Word for word, print all of the entries below.

* **EXERCISE MATERIAL**:
☆ ☆ ☆ ☆
PR #2736, opened 2021-06-22
Edit_distance now computes the actual Damerau-Levenshtein edit-distance

### LINKED ISSUE #2734: edit_distance() does not compute the actual Damerau-Levenshtein distance when transpositions is set to True
I have recently noticed that `edit_distance(s1, s2, transpositions=True)` in `nltk.metrics.distance` does not compute the Damerau-Levenshtein distance between `s1` and `s2` -- i.e. the minimal number of operations among insertion,  deletion, substitution and transpositions required to transform `s1` into `s2`. As an example, 

`edit_distance("ca", "abc", transpositions=True)` returns 3, where the distance is actually 2 (it can be achieved by first transposing c and a, then inserting b in the middle).

I am unsure whether this is intended behavior (apologies if it is). It seems that what the function computes in its present state, is what is referred to as 'Optimal String Alignment Distance' on Wikipedia (https://en.wikipedia.org/wiki/Damerau%E2%80%93Levenshtein_distance) -- which imho does not really have a natural and appealing interpretation. As a side note, despite its name, Optimal String Alignment is not a distance in the mathematical sense of the term (it does not satisfies the triangle inequality) which contradicts a comment in the heading of `nltk.metrics.distance`. 

Best,
Antoine

avena554:
This is a (rather quick) fix to #2734 () -- assuming one wants `edit_distance(s1, s2, transpositions=True)` function in nltk to computes the Damerau-Levenshtein distance rather than Optimal String Alignment, this does it (with minimal changes).

Best,
Antoine


stevenbird:
@avena554 thanks for your contribution, and sorry for the delay!
Could I trouble you to please provide some test cases in a new file:
`nltk/develop/nltk/test/unit/test_distance.py`

avena554:
Dear  @stevenbird ,

sorry for my own response delay. I added a couple unit tests checking the relevant behavior, though very basic ones, at the requested location.

Best,
Antoine

tomaarsen:
Hello @avena554,

Thank you for providing some tests for us to look at. I took some time to modify the tests and add some more, and ran into the following quirk, which I believe is not quite right. A simple program to reproduce the issue is the following:
```python
from nltk.metrics import edit_distance

print(edit_distance("wants", "wasp", transpositions=True))
print(edit_distance("wasp", "wants", transpositions=True))
```
which outputs:
```python
2
3
```
I might be mistaken, but it should not be possible to change `"wants"` into `"wasp"` with just 2 modifications, right? Even when transpositions are allowed.

---

For comparison, this same program outputs
```python
3
3
```
on the develop branch.

avena554:
Dear @tomaarsen ,

Thanks a lot, you are definitively right. There is something wrong with my changes too. The "abc" -> "ca" example is done right, but there is something quite wrong with my changes. 

I'll try and fix it.

Best,
Antoine

tomaarsen:
@avena554 Would a possible problem be that `d` in https://en.wikipedia.org/wiki/Damerau%E2%80%93Levenshtein_distance (which is called `lev` in our code), is still instantiated to have dimensions `length(a)+1, length(b)+1`, instead of the correct `length(a)+2, length(b)+2`?
As you can see in the Wikipedia algorithm, `d` is -1 indexed, and the first row and column (labeled as -1 in the pseudocode) should be `maxdist`. 

I believe this detail was not updated in the conversion from the Optimal String Alignment algorithm to the correct Damerau-Levenshtein edit-distance. Updating it will likely cause some nasty off-by-one errors though.

avena554:
Hi @tomaarsen ,

the main problem seems to be more stupid than that -- from what I see your counterexamples  "wants" ->  "wasp" fails in my code even with the parameter `transpositions=False`. I wrongly believed to had made the minimal changes so that it would bear no change to the algorithm when the transpositions flag is not set. I just printed some debug info, and it seems indeed that even when "transpositions=False" the algorithm ends up choosing its final value with a `min(a, b, c, d)` in  `edit_distance_step` where `c = 2` and `d = 1`. This is unexpected since we should have `d = c + 1` always when transpositions is set to `False`. 

Of course this does not exclude another mistake of mine in the direction your pointing -- I'll have to think carefully about the offsets to answer -- but for the problem at hand I tend to believe it must be something quite stupid (e.g. a bad ternary if condition) :).

tomaarsen:
@avena554 I'm not sure the output is also incorrect with `transpositions=False`. If I run the following program:
```python
from nltk.metrics import edit_distance
print(edit_distance("wants", "wasp", transpositions=False))
```
Then I get `3`, which seems to be correct? For example:
```python
# "wants" -> "wats" -> "was" -> "wasp"
# Two deletions followed by an insertion
```
That said, the way it finds that output might still be incorrect.

avena554:
@tomaarsen 

Yes, this was nonsense from me sorry.

I am in a bit of a rush now, but I'll be able to look at your suggestion in a couple hours !

Thanks !

tomaarsen:
@avena554 Wonderful, I'm curious to see what caused the issue!

avena554:
Hello again @tomaarsen ,

I think I have now fixed the problem. I don't think there was any array size or indices offset problems (though I haven't extensively tested for that). What caused the mistake was a mix up between the first and the second argument strings towards the end of the main loop in `edit_distance`, (`s2` instead of `s1`). The thing is, `last_left_t` is supposed to keep track, for every symbol in the alphabet, of the index at which it was last seen in `s1`. Now I updated it based on `s2` instead. I guess it was luck or (lack thereof) that it worked on the abc -> ca example :)

I have refactored the unit tests accordingly (you said you added some of yours, I don't really know how to merge those with my branch, sorry about that). Many thanks again for your vigilance, I hope it works now.

tomaarsen:
@avena554 I'll have a little look when I have a moment! And don't worry, I believe I have permissions to add commits to this PR, so I can just add my tests myself, if that's okay with you.

tomaarsen (approved):
@avena554 I manually determined some simple test cases, and they all seem to pass. I have some confidence that the program is now correct. Thank you for the fix!

For the record, if I copy the new tests to the develop branch, then the following fail:
```python
FAILED nltk\test\unit\test_distance.py::TestEditDistance::test_with_transpositions[abc-ca-1-expecteds0] - assert 3 == 2
FAILED nltk\test\unit\test_distance.py::TestEditDistance::test_with_transpositions[abc-ca-5-expecteds1] - assert 3 == 2
FAILED nltk\test\unit\test_distance.py::TestEditDistance::test_with_transpositions[wants-swim-2-expecteds15] - assert 7 == 6
```
The remainder pass for the develop branch too.

avena554:
@tomaarsen 

Thanks for checking !

So if the function's correct, did I mess up something with my tests, or do you mean than adding the new tests to the develop branch -- before adding the fix in `edit_distance` -- some tests using transpositions fail, which was expected ?

If that's the former, sorry about that !

tomaarsen:
@avena554 The latter. Some of the new tests to the develop branch (before adding the fix in `edit_distance`) fail. This was indeed to be expected.
Your tests were correct, I believe.

stevenbird:
Great work @avena554 and @tomaarsen!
☆ ☆ ☆ ☆
* **PROBLEM SOLUTION**:
PR #2736, opened 2021-06-22
Edit_distance now computes the actual Damerau-Levenshtein edit-distance

### LINKED ISSUE #2734: edit_distance() does not compute the actual Damerau-Levenshtein distance when transpositions is set to True
I have recently noticed that `edit_distance(s1, s2, transpositions=True)` in `nltk.metrics.distance` does not compute the Damerau-Levenshtein distance between `s1` and `s2` -- i.e. the minimal number of operations among insertion,  deletion, substitution and transpositions required to transform `s1` into `s2`. As an example, 

`edit_distance("ca", "abc", transpositions=True)` returns 3, where the distance is actually 2 (it can be achieved by first transposing c and a, then inserting b in the middle).

I am unsure whether this is intended behavior (apologies if it is). It seems that what the function computes in its present state, is what is referred to as 'Optimal String Alignment Distance' on Wikipedia (https://en.wikipedia.org/wiki/Damerau%E2%80%93Levenshtein_distance) -- which imho does not really have a natural and appealing interpretation. As a side note, despite its name, Optimal String Alignment is not a distance in the mathematical sense of the term (it does not satisfies the triangle inequality) which contradicts a comment in the heading of `nltk.metrics.distance`. 

Best,
Antoine

avena554:
This is a (rather quick) fix to #2734 () -- assuming one wants `edit_distance(s1, s2, transpositions=True)` function in nltk to computes the Damerau-Levenshtein distance rather than Optimal String Alignment, this does it (with minimal changes).

Best,
Antoine


stevenbird:
@avena554 thanks for your contribution, and sorry for the delay!
Could I trouble you to please provide some test cases in a new file:
`nltk/develop/nltk/test/unit/test_distance.py`

avena554:
Dear  @stevenbird ,

sorry for my own response delay. I added a couple unit tests checking the relevant behavior, though very basic ones, at the requested location.

Best,
Antoine

tomaarsen:
Hello @avena554,

Thank you for providing some tests for us to look at. I took some time to modify the tests and add some more, and ran into the following quirk, which I believe is not quite right. A simple program to reproduce the issue is the following:
```python
from nltk.metrics import edit_distance

print(edit_distance("wants", "wasp", transpositions=True))
print(edit_distance("wasp", "wants", transpositions=True))
```
which outputs:
```python
2
3
```
I might be mistaken, but it should not be possible to change `"wants"` into `"wasp"` with just 2 modifications, right? Even when transpositions are allowed.

---

For comparison, this same program outputs
```python
3
3
```
on the develop branch.

avena554:
Dear @tomaarsen ,

Thanks a lot, you are definitively right. There is something wrong with my changes too. The "abc" -> "ca" example is done right, but there is something quite wrong with my changes. 

I'll try and fix it.

Best,
Antoine

tomaarsen:
@avena554 Would a possible problem be that `d` in https://en.wikipedia.org/wiki/Damerau%E2%80%93Levenshtein_distance (which is called `lev` in our code), is still instantiated to have dimensions `length(a)+1, length(b)+1`, instead of the correct `length(a)+2, length(b)+2`?
As you can see in the Wikipedia algorithm, `d` is -1 indexed, and the first row and column (labeled as -1 in the pseudocode) should be `maxdist`. 

I believe this detail was not updated in the conversion from the Optimal String Alignment algorithm to the correct Damerau-Levenshtein edit-distance. Updating it will likely cause some nasty off-by-one errors though.

avena554:
Hi @tomaarsen ,

the main problem seems to be more stupid than that -- from what I see your counterexamples  "wants" ->  "wasp" fails in my code even with the parameter `transpositions=False`. I wrongly believed to had made the minimal changes so that it would bear no change to the algorithm when the transpositions flag is not set. I just printed some debug info, and it seems indeed that even when "transpositions=False" the algorithm ends up choosing its final value with a `min(a, b, c, d)` in  `edit_distance_step` where `c = 2` and `d = 1`. This is unexpected since we should have `d = c + 1` always when transpositions is set to `False`. 

Of course this does not exclude another mistake of mine in the direction your pointing -- I'll have to think carefully about the offsets to answer -- but for the problem at hand I tend to believe it must be something quite stupid (e.g. a bad ternary if condition) :).

tomaarsen:
@avena554 I'm not sure the output is also incorrect with `transpositions=False`. If I run the following program:
```python
from nltk.metrics import edit_distance
print(edit_distance("wants", "wasp", transpositions=False))
```
Then I get `3`, which seems to be correct? For example:
```python
# "wants" -> "wats" -> "was" -> "wasp"
# Two deletions followed by an insertion
```
That said, the way it finds that output might still be incorrect.

avena554:
@tomaarsen 

Yes, this was nonsense from me sorry.

I am in a bit of a rush now, but I'll be able to look at your suggestion in a couple hours !

Thanks !

tomaarsen:
@avena554 Wonderful, I'm curious to see what caused the issue!

avena554:
Hello again @tomaarsen ,

I think I have now fixed the problem. I don't think there was any array size or indices offset problems (though I haven't extensively tested for that). What caused the mistake was a mix up between the first and the second argument strings towards the end of the main loop in `edit_distance`, (`s2` instead of `s1`). The thing is, `last_left_t` is supposed to keep track, for every symbol in the alphabet, of the index at which it was last seen in `s1`. Now I updated it based on `s2` instead. I guess it was luck or (lack thereof) that it worked on the abc -> ca example :)

I have refactored the unit tests accordingly (you said you added some of yours, I don't really know how to merge those with my branch, sorry about that). Many thanks again for your vigilance, I hope it works now.

tomaarsen:
@avena554 I'll have a little look when I have a moment! And don't worry, I believe I have permissions to add commits to this PR, so I can just add my tests myself, if that's okay with you.

tomaarsen (approved):
@avena554 I manually determined some simple test cases, and they all seem to pass. I have some confidence that the program is now correct. Thank you for the fix!

For the record, if I copy the new tests to the develop branch, then the following fail:
```python
FAILED nltk\test\unit\test_distance.py::TestEditDistance::test_with_transpositions[abc-ca-1-expecteds0] - assert 3 == 2
FAILED nltk\test\unit\test_distance.py::TestEditDistance::test_with_transpositions[abc-ca-5-expecteds1] - assert 3 == 2
FAILED nltk\test\unit\test_distance.py::TestEditDistance::test_with_transpositions[wants-swim-2-expecteds15] - assert 7 == 6
```
The remainder pass for the develop branch too.

avena554:
@tomaarsen 

Thanks for checking !

So if the function's correct, did I mess up something with my tests, or do you mean than adding the new tests to the develop branch -- before adding the fix in `edit_distance` -- some tests using transpositions fail, which was expected ?

If that's the former, sorry about that !

tomaarsen:
@avena554 The latter. Some of the new tests to the develop branch (before adding the fix in `edit_distance`) fail. This was indeed to be expected.
Your tests were correct, I believe.

stevenbird:
Great work @avena554 and @tomaarsen!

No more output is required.